Since P-frame macroblocks can have different motion vector precision (it is always halfpel precision in B-frames), motion vectors are stored and predicted as fraction of six and then rounded to the desired base.

Thirdpel interpolation in one direction uses formula ((2 * A + B + 1) * 0x2AB) >> 11 and two-dimensional interpolation uses matrix

 4 3
 3 2

and ((4 * A + 3 * B + 3 * C + 2 * D + 6) * 0xAAB) >> 15 for the output.

Packetization

The first byte of a SVQ3 RTP packet indicates the packet type(s).

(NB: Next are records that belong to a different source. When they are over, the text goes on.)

PR #1737, opened 2022-12-14
Fix object install installing to wrong folder

duncanspumpkin:
Ummm not sure when i broke this ...

### DIFF
--- a/src/OpenLoco/src/Objects/ObjectManager.cpp
+++ b/src/OpenLoco/src/Objects/ObjectManager.cpp
@@ -792,20 +792,12 @@ namespace OpenLoco::ObjectManager
     // is possible and if not permutates the name until it is valid.
     static fs::path findObjectPath(std::string& filename)
     {
-        // Name will always be replaced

This is after the standard RTP headers.

1st byte value packet type
0x40 config
0x20 start
0x10 end

Note that a packet may have more than one type. Config packets are in practice transmitted individually since they do not contain additional video data beyond extradata.

The second byte of a SVQ3 RTP packet is ignored. This is likely reserved for future use.

All subsequent bytes are payload data.

SVQ3 does not make use of SDP FMTP attributes to carry codec-specific extradata; rather, this is carried within the RTP itself in config packets. Also, SVQ3 decoders expect extradata to be prefixed with the marker bytes "SEQH", followed by another 4 bytes indicating the length of the extradata. Neither are provided by the payload, and must be inserted by the depacketizer prior to decoding. The rest of the payload data is standard SVQ3 extradata. (todo: explain 'standard svq3 extradata'?)

Start packets come with a new RTP timestamp, and config packets may be periodically re-transmitted before a keyframe.

End packets simply indicate that the payload data constitutes the remainder of a SVQ3 frame.